I was kinda curious about the metallurgy exam/field of practice myself.

When my dad was in the air force, he was a welder. He eventually wrote training manuals and taught classes on the various welding techniques on aircraft. After he retired from the service, he picked up a sweet contract with McDonnell Douglas to instruct classes in Saudi Arabi - he was over there for awhile.

He was required to know a lot about various exotic metals and he was constantly going back to school to re-learn techniques and properties of metals.

If you could be kind enough to tell us a little more about the metallurgy exam and field of practice that would be cool!!

JR


----------



## RIP - VTEnviro (Dec 1, 2007)

If you can tell us how to turn lead into gold we'll be especially appreciative.


----------



## Dleg (Dec 2, 2007)

I just finished a book called "How things Break" by some materials scientist guy named Mark Eberhardt from CO school of mines. Pretty interesting stuff, figuring out to to precisely design metal alloys and other materials.
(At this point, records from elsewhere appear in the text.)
PR #59, opened 2014-10-10
#5094 - Recreate RAD events from EAD on import

mistydemeo:
This updates the EAD import process to correctly recreate RAD events.

RAD events can have both places and actors associated with them. These places and actors are associated with the _event_ and not with the information object itself, which affects how they're displayed in the user interface. AtoM currently doesn't support exporting these to EAD or reimporting them. Prior to 61fb9c63f700a3efd5eccea2557ef09c0155431d, they weren't exported in EAD at all; now they are, with their role intact, but they will be imported as standard authorities instead of in association with their events.

This adds a new `id` attribute to events and to the places and actors associated with those events on export to EAD. On import, any actor or place with an ID will not have a relationship built to the information object and will instead be associated to its associated event.

This required a few extra bits of plumbing to support:
- `QubitInformationObject::setActorByName` and `::setTermRelationByName` now support the new `createRelation` parameter in the `$options` array. If set to false, it overrides the usual logic determining whether a relationship should be created and creates no relationship.
- `QubitInformationObject::setActorByName`, `::setTermRelationByName` and `::setDates`, which previously returned void, now return the created actor or term object if one is created. This shouldn't affect existing code.

### DIFF
--- a/apps/qubit/modules/object/config/import/ead.yml
+++ b/apps/qubit/modules/object/config/import/ead.yml
@@ -350,27 +350,27 @@ information_object:
     controlaccess_name:
       XPath:  "(controlaccess/name | controlaccess/controlaccess/name)"
       Method: setActorByName
-      Parameters: [$nodeValue, "$options = array('relation_type_id' => QubitTerm::NAME_ACCESS_POINT_ID)"]
+      Parameters: [$nodeValue, "$options = array('relation_type_id' => QubitTerm::NAME_ACCESS_POINT_ID, 'createRelation' => !$importDOM->xpath->query('@id', $domNode2)->length)"]
 
     controlaccess_corpname:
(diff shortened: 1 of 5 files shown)


mistydemeo:
Note that RAD event _notes_ are not preserved in export and reimport; per @fiver-watson's suggestion, they are simply omitted.

sevein:
LGTM. @MikeFE, can you take a look to this?

MikeFE:
Looks good. I guess we'll discuss again once we double check we can use ID like that

mistydemeo:
Updated - ID tags are now in the format of `NNN_type`, e.g. `384_place`, which ensures that they're unique across the document.

MikeFE:
All merged, thanks

PR #65, opened 2014-10-29
Fixed issues with site base URL config.

mcantelon:
Added explanation for base URL setting field on site configuration
and site settings pages. Fixed issue with base URL saving during
installation. Added notification is site base URL not set.


mcantelon:
Merged.

PR #66, opened 2014-10-30
Hide elements in print view, refs #7445

jraddaoui:
Adds print.less file in arDominionPlugin less folder
Used in Dominion and ArchivesCanada themes
Adds the css/less file with media=all in the header to allow print rules


MikeFE:
Hey, looks good to me

PR #69, opened 2014-11-13
Dev/issue 7472 pageview counter slowness

mcantelon:
Added SQL pager class and used it, with Dave' query, to speed up repository description view stats page.

### DIFF
--- a/lib/QubitPdoPager.class.php
+++ b/lib/QubitPdoPager.class.php
@@ -1,0 +1,95 @@
+<?php
+
+/*
+ * This file is part of the Access to Memory (AtoM) software.
+ *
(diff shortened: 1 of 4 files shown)


lib/QubitPdoPager.class.php
```diff
@@ -0,0 +1,97 @@
...
+  }
+
+  /**
+   * @see sfPager
+   */
+  public function getResults()
+  {
+    $query = new QubitPdo;
+
+    $this->setNbResults($query->fetchColumn($this->countSql, $this->countSqlParams));
```
MikeFE: Should probably use QubitPdo::fetchColumn() and QubitPdo::fetchAll() here instead since they're static methods

PR #71, opened 2014-11-18
Create terms for certain columns if they are missing upon CSV import

MikeFE:
For the columns radGeneralMaterialDesignation and descriptionStatus, create terms on CSV import if they aren't already in the taxonomy in AtoM

### DIFF
--- a/lib/task/import/csvImportTask.class.php
+++ b/lib/task/import/csvImportTask.class.php
@@ -463,10 +463,8 @@ EOF;
         if (isset($self->rowStatusVars['descriptionStatus'])
           && 0 < strlen($self->rowStatusVars['descriptionStatus']))
         {
-          $statusTermId = array_search(
-            trim($self->rowStatusVars['descriptionStatus']),
-            $self->status['descriptionStatusTypes']
-          );
+          $descStatus = trim($self->rowStatusVars['descriptionStatus']);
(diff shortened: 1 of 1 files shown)


lib/task/import/csvImportTask.class.php
```diff
@@ -474,9 +472,17 @@ public function execute($arguments = array(), $options = array())
           }
           else
           {
-            printf("Row %s: Invalid description status '%s', using null instead\n",
-              $self->getStatus('rows') + 1,
-              trim($self->rowStatusVars['descriptionStatus']));
+            print "\nTerm $descStatus not found in description status taxonomy, creating it...\n";
+
+            $newTerm = new QubitTerm;
```
mcantelon: Looks good in general!

For the term creation you could use the helper in QubitFlatfileImport:

  $culture = isset($self->object->culture) ? $self->object->culture : 'en';
  QubitFlatfileImport::createTerm($QubitTaxonomy::DESCRIPTION_STATUS_ID, $descStatus, $culture);

(There's another term creation later in the code this could work for too. )

MikeFE: Ah good call... I actually think that later point in the code was what I was going off of so I missed the helper function :)

MikeFE:
Merged

PR #72, opened 2014-11-21
EAD import: fix importing records with non-event ID tags

mistydemeo:
- Prefix atom_ to every event ID tag, to distinguish from non-AtoM tags
- Check suffix of the tag to make sure it's the correct event type, to avoid catching other kinds of ID tags

Fixes #7498.


sevein:
@MikeFE ^

MikeFE:
It looks good to me Misty, go ahead and merge. Thanks!

mistydemeo:
Merged!

PR #883, opened 2019-04-23
RemoveHtml task fix, refs #12880

sbreker:
Change this task to match changes made to the i18nTransformBaseTask.

Row data is now passed as an associative array.


mcantelon (approved):
Looks good to me!

PR #884, opened 2019-04-24
Revert removehtml task chg, refs #12149

sbreker:
Revert the logic for transforming html description list tags (dl, dt, dd)
to markdown. Old logic removes <dt> tags, and changes <dd> tags to <p>.


mcantelon (approved):
I don't see any issues... looks good!

PR #885, opened 2019-04-26
Create downloads folder, refs #12985

sbreker:
If the downloads folder does not yet exist, allow the 'Upload Finding
Aid' functionality to automatically create it so that the upload will
be successful.


mcantelon (approved):
Looks good to me!

PR #886, opened 2019-04-29
Add downloads directory to manifest, refs #12985

mcantelon:
Add the downloads directory to config/package.xml to the downloads
directory will be included during release packaging.


sbreker (approved):
Looks good @mcantelon!

PR #887, opened 2019-04-30
Make upload/download dirs on install, refs #12985

mcantelon:
Move downloads directory creation code to general class. Add creation
of uploads and downloads directories to installation logic. Add
downloads and uploads directories to list of directories to check (to
make sure they’re writeable).


sbreker (approved):
Looks great @mcantelon !

PR #888, opened 2019-05-02
Escape global search query, refs #12995

mcantelon:
Added entity escaping when showing, as a form input value, the search query.

### DIFF
--- a/apps/qubit/modules/search/templates/_box.php
+++ b/apps/qubit/modules/search/templates/_box.php
@@ -8,9 +8,9 @@
     <input type="hidden" name="sort" value="relevance"/>
 
     <?php if (isset($repository) && !sfConfig::get('app_enable_institutional_scoping')): ?>
-      <input type="text" name="query"<?php if (isset($sf_request->query)) echo ' class="focused"' ?> value="<?php echo $sf_request->query ?>" placeholder="<?php echo __('Search %1%', array('%1%' => strip_markdown($repository))) ?>"/>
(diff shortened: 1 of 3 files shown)


apps/qubit/modules/search/templates/_box.php
```diff
@@ -8,9 +8,9 @@
     <input type="hidden" name="sort" value="relevance"/>
 
     <?php if (isset($repository) && !sfConfig::get('app_enable_institutional_scoping')): ?>
-      <input type="text" name="query"<?php if (isset($sf_request->query)) echo ' class="focused"' ?> value="<?php echo $sf_request->query ?>" placeholder="<?php echo __('Search %1%', array('%1%' => strip_markdown($repository))) ?>"/>
```
sbreker, line 11: Looks good!  I think this change needs to also be made in two additional places:
- In the equivalent file in the Archives Canada plugin
- ~line 30 in: apps/qubit/modules/repository/templates/_holdingsInstitution.php

sbreker (changes requested):

apps/qubit/modules/search/templates/_box.php
mcantelon: Thanks Steve! Will do.

mcantelon: (I've committed escaping to those other templates.)

mcantelon:
@sbreker I've made those changes... thanks!

sbreker (approved):
Looks good @mcantelon - thanks!

mcantelon:
Thanks @sbreker !

PR #894, opened 2019-05-13
Integrate MediaElement player, refs #12902

replaceafill:
This commit replaces the flowplayer library with mediaelement for
playing video and audio digital objects.

It also updates the digital object code to create MPEG4 / H.264
reference derivatives instead of flash video (flv) derivatives.


sbreker (approved):
Looks great @replaceafill! This PR probably could have been broken into smaller commits for clarity (e.g. one commit for removing Flowplayer, one for adding MediaElement, and one for changes to AtoM source) as it is easier for the reviewer to wrap their head around. This one it was pretty clear what is going on though! 👍

PR #898, opened 2019-05-16
Fix issue CLI DO load task, refs #12840

sbreker:
Fixed an issue in the DO load task where if the new --link-source option
is specified and a file in the spreadsheet cannot be found, it was
throwing an exception and stopping the load.

I have updated this so that it behaves the same as when the --link-source
option is not specified: it will log a message including the filename
that was not loaded and it will continue to process the import CSV
without throwing an exception.

### DIFF
--- a/lib/task/digitalobject/digitalObjectLoadTask.class.php
+++ b/lib/task/digitalobject/digitalObjectLoadTask.class.php
@@ -203,6 +203,14 @@ EOF;
           continue;
         }
 
+        if (!file_exists($path = self::getPath($item)))
+        {
+          $this->log(sprintf("Couldn't read file '$item'"));
+          $this->skippedCount++;
+
+          continue;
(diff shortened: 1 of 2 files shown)


lib/task/digitalobject/digitalObjectLoadTask.class.php
```diff
@@ -261,7 +261,12 @@ protected function addDigitalObject($objectId, $path, $options = array())
 
     if ($options['link-source'])
     {
-      $do->importFromFile($path);
+      if(false === $do->importFromFile($path))
```
mcantelon: Nitpick: should have space between "if" and "(".

mcantelon (approved):
One nitpick, but looks good otherwise.

mcantelon (approved):
Looks good to me!

PR #899, opened 2019-05-20
Add clipboard send settings i18n, refs #12792

mcantelon:
Added translation support to settings editing class and implemented for
clipboard settings.


sbreker (approved):
Looks great @mcantelon !

PR #904, opened 2019-05-29
Video player fixes after testing, refs #12902

replaceafill:
This PR:

* Loads the mediaelement JS assets *last* to avoid a problem when the user is authenticated and jQuery is loaded first https://github.com/artefactual/atom/commit/de3395513c5c4bcae178505f9f0f09a239d9b88a
* Sets a fixed and centered 320x240 size for the mediaelement player used previously by the flowplayer https://github.com/artefactual/atom/commit/76df3fd89b990634f49b51b5049deec095796721


sbreker:
Looks good to me @replaceafill!  Make sure that Dan knows about that scaffolding.less change - the docs for 2.6.x will need to include a section for upgrading client themes and will need to be aware of that.

sbreker (approved):
Looks great @replaceafill!  👍

PR #1110, opened 2020-06-03
Do ACL check sooner in OAI GetRecord, refs #12387

jraddaoui:
Also, do not display drafts for consistency with other verbs and remove
redundant draft filter from IO's getUpdatedRecords method.


sbreker (approved):
Looks good @jraddaoui! 👍

PR #1111, opened 2020-06-03
Fix actor relation indexing check, refs #13326

jraddaoui:


mcantelon (approved):
Thanks @radda ! Good catch!

PR #1117, opened 2020-06-11
Weblate plugin string export, refs #13344

sbreker:
This commit updates AtoM's build.xml file so that old Transifex export
features integrate with the Weblate export scripts. Updates to build.xml
include:

- Removed all Transifex references and config file
- If uncommitted changes found, ask user if they want to proceed instead
of hard stop
- Changed when the contents of .tx folder are deleted so contents can be
sent to Weblate

The build.xml targets 'i18n-push-sources', 'i18n-push-translations', and
'i18n-pull-translations' can now be used with Weblate as they were with
Transifex. The artefactual-labs:weblate-migration-scripts use these
targets to automate moving the XLIFF files to Weblate - using these
specific targets ensures that the fixture and plugin strings are
included.

Also modified regex in i18nUpdateFixturesTask.class.php so ca@valencia
is correctly parsed.

There is a second commit that will ensure that HTML entities that are not compatible with XML are encoded before consolidating the XLIFF files in AtoM's .tx folder.

### DIFF
--- a/.tx/config
+++ b/.tx/config
@@ -1,8 +1,0 @@
-[main]
-host = https://www.transifex.com
-
-[atom.ui-atom-25x]
-file_filter = .tx/i18n/<lang>/messages.xml
-source_lang = en
-source_file = .tx/i18n/en/messages.xml
-type = XLIFF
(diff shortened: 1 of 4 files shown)


mcantelon (approved):
Nice!

PR #1118, opened 2020-06-11
Legacy DB upgrade fixes, refs #13350

jraddaoui:
See [RM#13350](https://projects.artefactual.com/issues/13350) and commit messages for more information.

### DIFF
--- a/lib/task/migrate/arUpgrader120.class.php
+++ b/lib/task/migrate/arUpgrader120.class.php
@@ -229,7 +229,7 @@ class arUpgrader120
         {
           foreach ($cols as $col)
           {
-            $sql = sprintf('ALTER TABLE %s MODIFY `%s` VARCHAR(1024);', $tablename, $col);
+            $sql = sprintf('ALTER TABLE `%s` MODIFY `%s` VARCHAR(1024);', $tablename, $col);
             QubitPdo::modify($sql);
           }
         }
@@ -244,7 +244,7 @@ class arUpgrader120
         {
           foreach ($cols as $col)
           {
-            $sql = sprintf('ALTER TABLE %s MODIFY %s VARCHAR(1024) NOT NULL;', $tablename, $col);
+            $sql = sprintf('ALTER TABLE `%s` MODIFY `%s` VARCHAR(1024) NOT NULL;', $tablename, $col);
             QubitPdo::modify($sql);
           }
         }
--- a/lib/task/migrate/migrations/arMigration0098.class.php
+++ b/lib/task/migrate/migrations/arMigration0098.class.php
@@ -36,47 +36,21 @@ class arMigration0098
    */
   public function up($configuration)
   {
-    // Remove existing constraint and index
-    $sql = "ALTER TABLE `event` DROP FOREIGN KEY `event_FK_3`";
-    QubitPdo::modify($sql);
+    $defaultCulture = sfConfig::get('sf_default_culture', 'en');
 
-    $sql = "DROP INDEX `event_FI_3` ON `event`";
-    QubitPdo::modify($sql);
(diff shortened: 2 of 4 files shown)


lib/task/migrate/arUpgrader120.class.php
```diff
@@ -244,7 +244,7 @@ public function up($version, $configuration, $options)
         {
           foreach ($cols as $col)
           {
-            $sql = sprintf('ALTER TABLE %s MODIFY %s VARCHAR(1024) NOT NULL;', $tablename, $col);
+            $sql = sprintf('ALTER TABLE `%s` MODIFY %s VARCHAR(1024) NOT NULL;', $tablename, $col);
```
djjuhasz: Nitpick: I'd add backticks around the column name here too, for consistency

lib/task/migrate/migrations/arMigration0098.class.php
```diff
@@ -36,47 +36,21 @@ class arMigration0098
...
+    // - Ignore nested set values. At the point we're fixing this issue,
+    //   the nested set will be removed from the actor table in arMigration0181.
+    $sql = "INSERT INTO object (class_name, created_at, updated_at, id, serial_number)
+            VALUES ('QubitRepository', now(), now(), ?, 0);";
+    QubitPdo::modify($sql, array(QubitRepository::ROOT_ID));
 
-    // Attempt to rename old column name to new column name so newer
-    // ORM will work with it
-    try {
-      $sql = "ALTER TABLE `event` CHANGE `information_object_id` `object_id` INT(11) DEFAULT NULL";
```
djjuhasz, line 49: Why is this no longer required?

djjuhasz (commented):
@jraddaoui I don't understand why the arMigration0098 doesn't need the code to change the `event.information_object_id` column and foreign key relationship to `event.object_id` 😕

lib/task/migrate/migrations/arMigration0098.class.php
jraddaoui: This comes from a system we had to do in times of 1.4. Some of this migrations (3 or 4 only) have a `MIN_MILESTONE = 1` which indicates they are needed for a 1.x to 1.4 upgrade. To be fair, I never understood this process entirely, but you can see the migrations included in qa/1.4.x:

https://github.com/artefactual/atom/tree/qa/1.4.x/lib/task/migrate/migrations

What I noticed now is that, if you're upgrading from 1.x to 2.6, those migrations get executed alongside all the others with `MIN_MILESTONE = 2`. Which causes the modification of this column twice (in here and in arMigration0121) and it's probably the reason of having the try/catch blocks.

Since we never released 1.4, all upgrades from 1.x pass through both migrations and with this changes, apart from avoiding the duplication, we can remove the try/catch as this is an important change and it's probably better to raise the exception.

PS. In the end, I think the error mentioned in the ticket about this migration was a non issue (probably caused by some changes along the process). However, I did all the final tests with this fix and I thought it will be nice to have it for the reasons explained above.

lib/task/migrate/arUpgrader120.class.php
jraddaoui: Lets hope they don't become reserved too :P

jraddaoui:
Thanks for the quick review @djjuhasz!

lib/task/migrate/migrations/arMigration0098.class.php
djjuhasz: Ohh, interesting.  I forgot all about the 1.4/2.0 fork. 😮  Thanks for the explanation. :)

djjuhasz (approved):
LGTM! 👍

But no, you're the first person I have heard of that took that exam.


----------



## C-Dog (Dec 3, 2007)

jregieng said:


> I was kinda curious about the metallurgy exam/field of practice myself.
> When my dad was in the air force, he was a welder. He eventually wrote training manuals and taught classes on the various welding techniques on aircraft. After he retired from the service, he picked up a sweet contract with McDonnell Douglas to instruct classes in Saudi Arabi - he was over there for awhile.
> 
> He was required to know a lot about various exotic metals and he was constantly going back to school to re-learn techniques and properties of metals.
> ...


Covers molten metal processing, heat transfer, strengthening mechanisms, heat treatment, mircrostructures, fracture, destructive testing, nondestructive testing, corrosion, materials selection, welding, brazing... for all alloy systems: ferrous (most material), aluminum, copper, superalloys...


----------



## Guest (Dec 3, 2007)

^^^ Thanks !!

Pretty interesting stuff. Back in the day where engineering degrees were 5-yr degrees (rather than 4-yrs now) I was required to take two materials engineering science classes. My professor for both was awesome guy and pushed manufacturing engineering hard on everyone, even if it was just to get a certificate. I almost went down a different path ....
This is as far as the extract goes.